= REQUIRED ACTION =
If a line in the entries below includes "makes", show that line.

= DATA IN THIS EXERCISE =
PR #1420, opened 2022-05-25
Nakadi kpi publisher on controller level

thomasabraham:
# Nakadi kpi publisher on controller level

> Zalando ticket : team-aruha/issues/1119

## Description
The `NakadiKpiPublisher` and `NakadiAuditLogPublisher` are services are used from various other services. Using them from some of the services creates cyclic dependencies that needs special attention using `@Lazy` annotation. To avoid this, those usages are being migrated to controller level.


api-metastore/src/main/java/org/zalando/nakadi/controller/SchemaController.java
```diff
@@ -52,9 +63,25 @@ public ResponseEntity<?> create(@PathVariable("name") final String name,
             throw new ValidationException(errors);
         }
 
-        schemaService.addSchema(name, schema);
-
-        return status(HttpStatus.OK).build();
+        final var originalEventType = eventTypeService.fetchFromRepository(name);
+        schemaService.addSchema(originalEventType, schema)
```
a1exsh, line 67: The service could provide both original and updated event type objects in the return value.  This will remove the need for the new method.

At the same time...  I think I made a very similar change in my PR (but for a different reason): https://github.com/zalando/nakadi/pull/1422/files#diff-5a8af8d6f60a128e59e74ed1304d8f16cdcce045cf29b71b84e35190b1530bd2R65

api-metastore/src/main/java/org/zalando/nakadi/controller/SchemaController.java
```diff
@@ -52,9 +63,25 @@ public ResponseEntity<?> create(@PathVariable("name") final String name,
...
+
+                    nakadiKpiPublisher.publish(() -> new EventTypeLogEvent()
+                            .setEventType(name)
+                            .setStatus("updated")
+                            .setCategory(originalEventType.getCategory().name())
+                            .setAuthz(originalEventType.getAuthorization() == null ? "disabled" : "enabled")
+                            .setCompatibilityMode(originalEventType.getCompatibilityMode().name()));
+                });
+
+        return status(HttpStatus.OK).build(); // Maybe return different status code when there is no change
```
a1exsh, line 84: Good point, we could use `201 Created` to indicate new schema version was really created.

api-misc/src/main/java/org/zalando/nakadi/controller/SettingsController.java
```diff
@@ -111,7 +116,14 @@ public ResponseEntity<?> updateAdmins(@Valid @RequestBody final ResourceAuthoriz
         if (errors.hasErrors()) {
             throw new ValidationException(errors);
         }
-        adminService.updateAdmins(authz.toPermissionsList(ADMIN_RESOURCE));
+        final var newAdmins = authz.toPermissionsList(ADMIN_RESOURCE);
+        final var oldAdmins = adminService.updateAdmins(newAdmins);
```
a1exsh, line 120: I didn't know this endpoint exists :)  So I was editing this in the DB directly, which is not audited...

api-metastore/src/main/java/org/zalando/nakadi/controller/SchemaController.java
a1exsh: Looks like it's even documented that way: https://nakadi.io/manual.html#/event-types/name/schemas_post

a1exsh (approved):
:+1:

api-metastore/src/main/java/org/zalando/nakadi/controller/SchemaController.java
thomasabraham: Created a new issue for addressing this.

thomasabraham:
:+1:

a1exsh:
:+1:

PR #1421, opened 2022-05-25
Consistent versioning

samizzy:
Change Avro versioning to semantic versioning so that the version numbers are consistent across different schema types.


api-metastore/src/main/java/org/zalando/nakadi/service/SchemaEvolutionService.java
```diff
@@ -109,18 +107,25 @@ private void collectErrorMessages(final ValidationException e,
...
         checkEvolutionIncompatibilities(original, eventType);
         final var version = original.getSchema().getVersion();
+        final var typeChanged = !original.getSchema().getType().
+                equals(eventType.getSchema().getType());
+
+        if(typeChanged) {
+            return bumpVersion(original, eventType, MAJOR, new Version(version));
+        }
+
         switch (eventType.getSchema().getType()) {
```
adyach, line 117: why do we need `switch` if it looks the same for any `type` ?

samizzy: The parameters are same but the methods are different. `evolveJsonSchema()` vs `evolveAvroSchema()`

adyach: ups, missed that

adyach:
👍

samizzy:
:+1:

PR #1422, opened 2022-05-25
Validate JSON schema of events published to Avro topics

a1exsh:
Internal ticket: 1123


api-metastore/src/main/java/org/zalando/nakadi/service/EventTypeService.java
```diff
@@ -586,6 +586,12 @@ public EventType get(final String eventTypeName) throws NoSuchEventTypeException
         return eventType;
     }
 
+    public EventType getNoCache(final String eventTypeName) throws NoSuchEventTypeException, InternalNakadiException {
+        final EventType eventType = eventTypeRepository.findByName(eventTypeName);
+        authorizationValidator.authorizeEventTypeView(eventType);
```
adyach, line 591: that was not there before, why do we need it on that level?

a1exsh: Trying to mimic `get()` a few lines above which has this auth check.

core-common/src/main/java/org/zalando/nakadi/enrichment/Enrichment.java
```diff
@@ -39,10 +39,12 @@ public void validate(final EventTypeBase eventType) throws InvalidEventTypeExcep
...
     }
 
-    public void enrich(final BatchItem batchItem, final EventType eventType) throws EnrichmentException {
+    public void enrich(final BatchItem batchItem, final EventType eventType, final String schemaVersion)
+            throws EnrichmentException {
+
         for (final EnrichmentStrategyDescriptor descriptor : eventType.getEnrichmentStrategies()) {
             final EnrichmentStrategy strategy = getStrategy(descriptor);
-            strategy.enrich(batchItem, eventType);
+            strategy.enrich(batchItem, eventType, schemaVersion);
```
adyach, line 47: it would be better to pass a pair event type -> schema version, that will prevent errors like schema version does not exist for such event type

core-metastore/src/main/java/org/zalando/nakadi/repository/db/SchemaRepository.java
```diff
@@ -43,6 +44,22 @@ public EventTypeSchema getSchemaVersion(final String name, final String version)
         }
     }
 
+    public Optional<EventTypeSchema> getLatestSchemaByType(final String name, final EventTypeSchema.Type schemaType) {
+        //
+        // TODO: actually we should order by version, but that is harder to do in the DB
+        //
+        final String sql = "SELECT ets_schema_object FROM zn_data.event_type_schema " +
+                "WHERE ets_event_type_name = ? AND ets_schema_object ->> 'type' = ? " +
+                "ORDER BY ets_schema_object ->> 'created_at' DESC " +
```
a1exsh, line 53: Btw, `ORDER BY ... created_at` works only as long as we stick to the same time zone and format.  The field itself is treated as string here.

Here and in `SubscriptionDbRepository` we should cast the value to timestamp for ordering (and create the corresponding index to speed it up).

a1exsh:
:+1:

adyach:
👍

PR #1423, opened 2022-05-31
use the latest version for metadata

adyach:
# One-line summary
the metadata used was version 5, so returning it back


adyach:
> Should we rename the file as well: `metadata.1.avsc` => `metadata.5.avsc`?

yep

adyach:
👍

PR #1429, opened 2022-06-14
Fix incorrect schema validation during compatible mode

samizzy:
# One-line summary
Internal ticket no: 1146

## Description
Due to a recent change, schema validation was being perfomed on effective schema accidentally. This change fixes the `effectiveSchema()` method so that it does not mutate input parameters.


a1exsh:
:+1:

samizzy:
:+1:

PR #1436, opened 2022-06-22
Add REST endpoint for getting schema version by schema string

samizzy:
# One-line summary
Internal ticket: 116


api-metastore/src/main/java/org/zalando/nakadi/controller/SchemaController.java
```diff
@@ -161,4 +165,21 @@ public ResponseEntity<?> getSchemaVersion(@PathVariable("name") final String nam
         final EventTypeSchema result = schemaService.getSchemaVersion(name, version);
         return ResponseEntity.status(HttpStatus.OK).body(result);
     }
+
+    @GetMapping(
```
adyach, line 169: I would be useful to think about the API first. For that Nakadi repo has a swagger file. Could you make a proposal first for the API change? In regards to `GET` method with body, usually, for body `POST` request is used and it suits here. We have imagined that API endpoint would look like: `/event-types/{name}/schema/latest`

core-services/src/main/java/org/zalando/nakadi/service/SchemaService.java
```diff
@@ -314,7 +314,28 @@ public String getAvroSchemaVersion(final String name, final org.apache.avro.Sche
...
+    @Override
+    public String getSchemaVersion(final String name, final String schema,
+                                   final EventTypeSchemaBase.Type type)
+            throws NoSuchSchemaException {
+        switch (type) {
+            case AVRO_SCHEMA:
+                return getAvroSchemaVersion(name,  new Parser().parse(schema));
+            case JSON_SCHEMA:
+                final JSONObject jsonSchema = new JSONObject(schema);
+                return schemaRepository.getSchemas(name, 0, 100).stream()
```
a1exsh, line 326: It feels like here and in the avro function, the limit should not be specified — it only makes sense for external requests.

Also, if we only return one object, makes sense to ensure ordering, e.g. to return the latest version that matches the schema.

core-services/src/main/java/org/zalando/nakadi/service/SchemaService.java
```diff
@@ -314,7 +314,28 @@ public String getAvroSchemaVersion(final String name, final org.apache.avro.Sche
...
+                        .filter(ets -> ets.getType() == EventTypeSchemaBase.Type.JSON_SCHEMA)
+                        .filter(ets -> new JSONObject(ets.getSchema()).similar(jsonSchema))
+                        .map(EventTypeSchema::getVersion)
+                        .findFirst()
+                        .orElseThrow(() -> new NoSuchSchemaException(
+                                String.format("schema is not found for %s", name)));
+            default:
+                throw new UnsupportedSchemaTypeException("Unsupported schema type: " + type);
```
a1exsh, line 334: Should be in the `throws` declaration?

docs/_data/nakadi-event-bus-api.yaml
```diff
@@ -574,13 +582,20 @@ paths:
           $ref: '#/definitions/EventTypeSchema'
         required: true
       responses:
+        '200':
+          description: |
+            Returns existing event type schema
```
a1exsh, line 587:
```suggestion
            Existing event type schema, with the version.
```
Should probably also refer to a definition?

api-metastore/src/main/java/org/zalando/nakadi/model/SchemaWrapper.java
```diff
@@ -3,14 +3,14 @@
 import javax.validation.constraints.NotNull;
 import java.util.Objects;
 
-public class CompatibilitySchemaRequest {
+public class SchemaWrapper {
```
a1exsh, line 6: Doesn't look like related to the topic?

core-services/src/main/java/org/zalando/nakadi/service/SchemaService.java
samizzy: Created a getAll schemas method that doesnt use limit & offsets, regarding giving the latest version, the db query orders by `created_at desc` and we return the first match in code, so should be the latest.

core-services/src/main/java/org/zalando/nakadi/service/SchemaService.java
samizzy: done

a1exsh:
Looks good, but please see the failing tests, they seem to be related to the changes.

a1exsh:
:+1:

samizzy:
:+1:

PR #1437, opened 2022-06-23
Reliably track request and response content length

a1exsh:
Some user agents set the Content-Length header, but not all.  Use request and
response wrapper class together with counting input/output stream wrappers.

### DIFF
--- a/app/src/main/java/org/zalando/nakadi/filters/LoggingFilter.java
+++ b/app/src/main/java/org/zalando/nakadi/filters/LoggingFilter.java
@@ -1,5 +1,7 @@
 package org.zalando.nakadi.filters;
 
+import com.google.common.io.CountingInputStream;
+import com.google.common.io.CountingOutputStream;
 import com.google.common.net.HttpHeaders;
 import org.slf4j.Logger;
 import org.slf4j.LoggerFactory;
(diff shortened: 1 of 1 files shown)


a1exsh:
> the PR is transforming from counting actual values (compressed bytes) to non-compressed, is it the intention?

It is not intentional, but I thought it might be useful to measure both compressed and original size of both request and response.
Btw, it doesn't look like we support zstd compression for response — only for request.

antban:
@a1exsh yes, response compression is not supported

a1exsh:
@antban Counting actual bytes on the uncompressed stream is the only reliable way to do it on this level, as the `Content-Length` header is only set by some of the user agents (and they are not required to set it anyway).  If we want to track compressed sizes as well, we should be doing that on the compression filter level.

app/src/main/java/org/zalando/nakadi/filters/LoggingFilter.java
```diff
@@ -179,13 +203,157 @@ private void logToAccessLog(final RequestLogInfo requestLogInfo, final int statu
...
+        }
+    }
+
+    private static class CountingInputStreamWrapper extends ServletInputStream {
+
+        private final ServletInputStream wrappedInputStream;
+        private final CountingInputStream countingInputStream;
+
+        CountingInputStreamWrapper(final ServletInputStream wrappedInputStream) {
+            this.wrappedInputStream = wrappedInputStream;
```
adyach, line 244: do we need because there is not implementation of some of the methods in CountingInputStream ?

a1exsh: Yes, this allows us to delegate calls to `isReady()` and `set*Listener` to the wrapped `ServletInputStream`.
I've copied the code from here initially: https://github.com/zalando/nakadi/blob/master/core-common/src/main/java/org/zalando/nakadi/util/CompressionBodyRequestFilter.java#L119

There we are using a narrower `InputStream` as the parameter type, which doesn't let us use the delegation for these methods.

antban:
:+1:

a1exsh:
:+1:

antban:
:+1:

a1exsh:
:+1:

antban:
:+1:

PR #1438, opened 2022-06-24
set default header

adyach:
# One-line summary
set default application/x-json-stream accept header if users did not supply the header


adyach:
👍

PR #21, opened 2021-03-19
Feature/45711 news page updates

Sean-Stacey:
Not sure about the formatting on this one, the layout looks a bit wrong.  Any suggestions?

### DIFF
--- a/Web/Edubase.Web.UI/Views/Home/News.cshtml
+++ b/Web/Edubase.Web.UI/Views/Home/News.cshtml
@@ -20,10 +20,11 @@
 <div class="govuk-grid-row">
     <div class="govuk-grid-column-full">
         <h1 class="govuk-heading-xl govuk-!-margin-bottom-0">News</h1>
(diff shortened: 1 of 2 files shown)


jonbanner:
@Sean-Stacey I'd suggest removing the <br> tags.
Probably a good idea to standardise the govuk margin utility classes between the 2 pages too. (and use the one's on the header to create the gap you are after)

the govuk-!-margin-bottom-<int> classes use the govuk-spacing helper to provide responsive marging - documentation here: https://design-system.service.gov.uk/styles/spacing/

Sean-Stacey:
Cheers, will take a look.

jonbanner:
@Sean-Stacey not sure that you want the class names on the paragraph tags.

The default styling for the paragraphs would align exactly with the govuk-body class, so that is redundant on the main news page.

I'd defer to Kevin on this, but i would think that over riding the the bottom margin on the paragraph tags would also look a bit strange when comparing to the rest of the paragraphs in the page as they are using the GOVUK default styling. 

Alternatively you could merge the 2 paragraphs and use a `<br>` to force the required line break.

PR #23, opened 2021-03-25
Feature/45711 news page updates

Sean-Stacey:
New pull request raised to address target; also pulled class from paras.


jonbanner:
looks good to me @Sean-Stacey

PR #54, opened 2021-05-13
Feature/46831 remove dropdown

Sean-Stacey:
Looks like this removes the dropdown and correctly sets titlesize


jonbanner:
that ought to take care of it @Sean-Stacey

PR #56, opened 2021-05-19
44167 - Think this covers all ACs other than AC9 which I understand i…

Sean-Stacey:
…s going to be raised as a separate item.


jonbanner:
looks ok to me @Sean-Stacey. 

There's a lot of changes in the group details view - looks like whitespace changes, but i'd suggest a quick once over between your local and dev just to make sure you've not changed anything you didn't intend.

Sean-Stacey:
Yeah, that doesn't look right.  There's a lot of changes there that I've had nothing to do with (ca. line 200, I've not touched any of that stuff).  I'll take a copy of my changes, bin this and start again from a fresh pull from dev.

PR #57, opened 2021-05-20
44167 - redo of breadcrumb changes incorporating recent updates

Sean-Stacey:
Still a large number of mods in group details file - the only change was from section backlink to breadcrumb.  Windiff suggests that yes, these are just whitespace changes.


jonbanner:
@Sean-Stacey changes look ok - like you say just white space and if not, I'm sure Mattias will spot it.

PR #60, opened 2021-05-25
46938-correction-to-copy

Sean-Stacey:
44167-change of text as per Osman/Kevin's comments.


jonbanner:
looks appropriate @Sean-Stacey

PR #502, opened 2024-02-06
Bg/193462 Character count is missing

BarryGibney:
Character count missing in notification banner

### DIFF
--- a/Web/Edubase.Web.UI/Views/Notifications/EditBanner.cshtml
+++ b/Web/Edubase.Web.UI/Views/Notifications/EditBanner.cshtml
@@ -204,14 +204,6 @@
                     </div>
                 </div>
 
-                <div class="govuk-character-count" data-module="govuk-character-count" data-maxlength="500">
-                    <div class="govuk-form-group">
-                        <div id="with-hint-hint" class="govuk-hint">
-                            Keep the message clear, concise and user focused. The maximum number of characters permitted is 500. This includes spaces.
-                        </div>
-                    </div>
-                </div>
-
                 <details class="govuk-details govuk-!-margin-bottom-4" data-module="govuk-details">
                     <summary class="govuk-details__summary">
                         <span class="govuk-details__summary-text">
--- a/Web/Edubase.Web.UI/Views/Notifications/EditBanner.cshtml
+++ b/Web/Edubase.Web.UI/Views/Notifications/EditBanner.cshtml
@@ -231,101 +231,88 @@
                     </div>
                 </details>
                 <div class="govuk-character-count" data-module="govuk-character-count" data-maxlength="500">
-                        <div class="govuk-form-group @Html.ValidationCssClassFor(x => x.Content)">
-                            @Html.ValidationMessageFor(x => x.Content, null, new { @class = "govuk-error-message" })
-                            @Html.TextAreaFor(x => x.Content, new { @class = "govuk-textarea govuk-js-character-count govuk-textarea entry-content", @id = "with-hint", @name = "withHint", @rows = "5" })
-                            <div id="with-hint-info" class="govuk-hint govuk-character-count__message">
-                                You can enter up to 500 characters
-                            </div>
+                    <div class="govuk-form-group @Html.ValidationCssClassFor(x => x.Content)">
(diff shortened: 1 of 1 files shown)


Web/Edubase.Web.UI/Views/Notifications/EditBanner.cshtml
```diff
@@ -223,9 +222,14 @@
...
-                    @Html.TextAreaFor(x => x.Content, new { @class = "govuk-textarea entry-content", rows = "6", cols = "40", maxlength = "500" })
+                <div class="govuk-character-count" data-module="govuk-character-count" data-maxlength="500">
+                    <div class="govuk-form-group @Html.ValidationCssClassFor(x => x.Content)">
+                        @Html.ValidationMessageFor(x => x.Content, null, new { @class = "govuk-error-message" })
+                        @Html.TextAreaFor(x => x.Content, new { @class = "govuk-textarea govuk-js-character-count govuk-textarea entry-content", @id = "with-hint", @name = "withHint", @rows = "5", maxlength = "500" })
+                        <div id="with-hint-info" class="govuk-hint govuk-character-count__message">
+                            You can enter up to 500 characters
+                        </div>
+                    </div>
                 </div>
```
RogerHowellDfE, line 233: Nice work using the [GDS character count component](https://design-system.service.gov.uk/components/character-count/) for this! 👍 

**Comments (needs):**
- The text area was missing an `aria-describedby`, which meant that e.g., screen-readers would not be able to speak aloud the characters remaining
  - In the suggestion below, I have added the label but made it `govuk-visually-hidden` so that it is available to screenreaders but won't affect/distract visual users (debatable if it should be hidden, but I figure it's least intrusive option most likely to be accepted)
  - If we were to have a "hint" we should also include that in the `aria-describedby` too
- The `@name` isn't needed (and seems to get overridden anyway, therefore keeping it would be misleading)
  - .. therefore I've removed it from the suggested edit below

**Comments (nice-to-haves):**
- Duplicated `govuk-textarea` class
  - This should be removed
- I'm not sure what `entry-content` does and if we can remove it
  - It was already there so presumably won't hurt to leave it :) 
- Original had 6 rows, current diff has it less tall with only 5 rows
- I've changed the `id` below
  - Originally I did it so that the ID was more relevant to the page/content, but then I remembered that if we don't keep the IDs synchronised with the auto-generated ID then it breaks the error summary clickable links (and the issues we had before around these disappearing if it can't find the linked input ID?)
  - There's is a way to do this dynamically like `@Html.GenerateId(x => x.Content)` or something like that, but I couldn't find it just now (that would then mean being able to remove the `@id = ""` bit too)
- There are multiple references to `500` as the character limit
  - I suggest adding this as a `const` to `Edubase.Web.UI.Models.Notifications.NotificationsBannerViewModel` (the class which does the server-side validation - see the `MaxLength` attribute) and referencing that, so we can keep all of the character count references consistent


```cshtml
                <div class="govuk-character-count" data-module="govuk-character-count" data-maxlength="500">
                    <div class="govuk-form-group @Html.ValidationCssClassFor(x => x.Content)">
                        <label class="govuk-label govuk-label--s govuk-visually-hidden" for="Content">
                            What is the notification banner message?
                        </label>
                        @Html.ValidationMessageFor(x => x.Content, null, new {@class = "govuk-error-message"})
                        @Html.TextAreaFor(
                            x => x.Content,
                            new
                            {
                                @class = "govuk-textarea govuk-js-character-count entry-content",
                                @id = "Content",
                                @rows = "5",
                                maxlength = "500",
                                aria_describedby = "Content-info",
                            }
                        )
                        <div id="Content-info" class="govuk-hint govuk-character-count__message">You can enter up to 500 characters</div>
                    </div>
                </div>
```

BarryGibney: Thanks for reviewing this Roger - I have made the changes suggested. 
I have also changed the 5 rows from the design service HTML to the original 6.
I haven't included the const to NotificationsBannerViewModel as I believe this may be a bit more involved (I am not sure it would be easily accessible to the javascript)

RogerHowellDfE (approved):

PR #518, opened 2024-02-26
Bg/bug 135244 add shared gov pro

BarryGibney:
Currently due to how the code works, the Shared Gov Pro - Establishment will return as a Gov Pro To An Individual Academy Or Free School.

### DIFF
--- a/Web/Edubase.Web.UI/Areas/Governors/Models/GovernorsGridViewModel.cs
+++ b/Web/Edubase.Web.UI/Areas/Governors/Models/GovernorsGridViewModel.cs
@@ -114,22 +114,6 @@ namespace Edubase.Web.UI.Areas.Governors.Models
 
             foreach (var role in roles)
             {
-                //var roleName = role;
-                //if (roleName == GR.GovernanceProfessionalToAnIndividualAcademyOrFreeSchool)
-                //{
-                //    foreach (var item in dto.CurrentGovernors)
-                //    {
-                //        if (item.RoleId == 20)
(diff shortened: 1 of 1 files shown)


Web/Edubase.Web.UI/Areas/Governors/Models/GovernorsGridViewModel.cs
```diff
@@ -130,6 +130,21 @@ public GovernorsGridViewModel()
...
+                // this code changes the on screen title to display the correct title for the roleID
+
+                if (role == GR.GovernanceProfessionalToAnIndividualAcademyOrFreeSchool)
+                {
+                    foreach (var item in dto.CurrentGovernors)
+                    {
+                        if (item.RoleId == 20)
+                        {
+                            governorRoleNameTitle = "Shared governance professional establishment";
+                        }
```
RogerHowellDfE, line 144: For this, could we use the enums (instead of the int) and naming service (instead of the raw string) to provide these values rather than hard-coding them in?

BarryGibney: Can change to: if (item.RoleId == (int)GR.Establishment_SharedGovernanceProfessional) if that makes it clearer? - If you mean name change in GovernorRoleNameFactory there isn't a 'Shared governance professional establishment' (there is one with a dash in but that isn't what is expected)

anthony9853 (approved):

PR #521, opened 2024-03-07
Historic title display for Shared Governance Professional (establishment)

BarryGibney:
Historic title display for Shared Governance Professional (establishment)

### DIFF
--- a/Web/Edubase.Web.UI/Areas/Governors/Models/GovernorsGridViewModel.cs
+++ b/Web/Edubase.Web.UI/Areas/Governors/Models/GovernorsGridViewModel.cs
@@ -109,24 +109,18 @@ namespace Edubase.Web.UI.Areas.Governors.Models
         {
             var roles = dto.ApplicableRoles.Where(role =>
             {
+                if (!EnumSets.eSharedGovernorRoles.Contains(role))
                 {
-                    if (!EnumSets.eSharedGovernorRoles.Contains(role))
-                    {
-                        return true;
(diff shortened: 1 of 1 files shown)


RogerHowellDfE (approved):

Web/Edubase.Web.UI/Areas/Governors/Models/GovernorsGridViewModel.cs
```diff
@@ -106,11 +107,24 @@ public GovernorsGridViewModel()
...
+                    return true;
+                }
+
+                var localEquivalent = RoleEquivalence.GetLocalEquivalentToSharedRole(role);
+                if (localEquivalent != null)
+                {
+                        if (!dto.ApplicableRoles.Contains(localEquivalent.Value))
+                        {
+                            return true;
+                        }
```
RogerHowellDfE, line 123: Missing the `else { return false; }` in this refactor?

RogerHowellDfE (changes requested):

Web/Edubase.Web.UI/Areas/Governors/Models/GovernorsGridViewModel.cs
BarryGibney: the else { return false; } restricts the roles so the additional governor is not seen - the way it is now is the opposite and allows more than we need, so this has been refactored

RogerHowellDfE (approved):

PR #525, opened 2024-03-19
BG/Bug_201204_Overwriting

BarryGibney:
This is where local chair and shared chair were overwriting each other


RogerHowellDfE (approved):
This resolves the bug/issue of the "shared" and "local" equivalents (wrongly) not being detected as being equivalent thus rejected -- we discussed this on a call and saw this fix working ✅

PR #533, opened 2024-04-18
Test Locators on establishment details page

lpotter-dfe:
Added in a couple of locators on the URN number at the top of the page and a locator for the establishment parent group link.


RogerHowellDfE (approved):
ID's appear to be unique and HTML appears to be correct -- ✅

anthony9853 (approved):

PR #537, opened 2024-04-23
Show a textual explanation/description that there are no governance roles available, instead of an empty drop-down select list.

RogerHowellDfE:
Currently, in some circumstances where there are no governance roles available/permitted to be added to an establishment/group, we display an empty drop-down list and this has led to some confusion.

This PR, instead, shows a textual explanation/description that there are no governance roles available.

#203275

image


anthony9853 (approved):

RogerHowellDfE:
Rebased due to merge conflicts.

PR #542, opened 2024-05-15
Do not clear gov role on error

RogerHowellDfE:
Where we deny the user creating a new governance role record because a person in that role already exists (e.g., chair of trustees, accounting officer, and the new governance professional roles), the drop-down box currently defaults to whichever entry is top of the list.

During governance professional testing, it is felt this is misleading as it initially looks like whatever value is first in the list already has an appointee.

Additionally, WCAG 2.2 requires form fields to not be cleared when validating user input.
https://design-system.service.gov.uk/patterns/validation/#wcag-edit-to-correct-errors

image

For this reason, this PR has a basic implementation which causes the drop-down to pre-select whichever role the user submitted.


RogerHowellDfE:
I have rebased this branch onto the `dev` branch, and have re-targeted this PR to the `dev` branch (was previously based on/targeted at the governance professional feature/epic branch).

Once the pipeline checks are through, it'll be ready for review!

BarryGibney (approved):

PR #551, opened 2024-06-19
Minimal PR making RSC region respect display policy

RogerHowellDfE:
This is a minimal PR is targeting dev.

I have specifically opted to not to add similar checks for the remaining location fields to avoid any unwanted issues (e.g., if permissions are not correct on the other fields, fields may inadvertently disappear -- this will be the topic of separate follow-up work).

Note this is a follow-up to #550, targeting the main/master branch.


RogerHowellDfE:
Closing, as alternative approach taken in a separate PR.

PR #578, opened 2024-08-20
222574 remove applicable role filter

anthony9853:
displayed governor roles that are now determined from the roles in the api response and not just the applicable roles

### DIFF
--- a/Web/Edubase.Web.UI/Areas/Governors/Models/GovernorsGridViewModel.cs
+++ b/Web/Edubase.Web.UI/Areas/Governors/Models/GovernorsGridViewModel.cs
@@ -109,9 +109,7 @@ namespace Edubase.Web.UI.Areas.Governors.Models
         private void CreateGrids(GovernorsDetailsDto dto, IEnumerable<GovernorModel> governors, bool isHistoric,
             int? groupUid, int? establishmentUrn)
         {
-            var currentRoles = dto.CurrentGovernors.Select(g => (GR) g.RoleId).Distinct();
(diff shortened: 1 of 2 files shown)


Web/Edubase.Web.UI/Areas/Governors/Models/GovernorsGridViewModel.cs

= SOLUTION TO THIS PROBLEM =
a1exsh, line 326: It feels like here and in the avro function, the limit should not be specified — it only makes sense for external requests.
Also, if we only return one object, makes sense to ensure ordering, e.g. to return the latest version that matches the schema.
BarryGibney: Can change to: if (item.RoleId == (int)GR.Establishment_SharedGovernanceProfessional) if that makes it clearer? - If you mean name change in GovernorRoleNameFactory there isn't a 'Shared governance professional establishment' (there is one with a dash in but that isn't what is expected)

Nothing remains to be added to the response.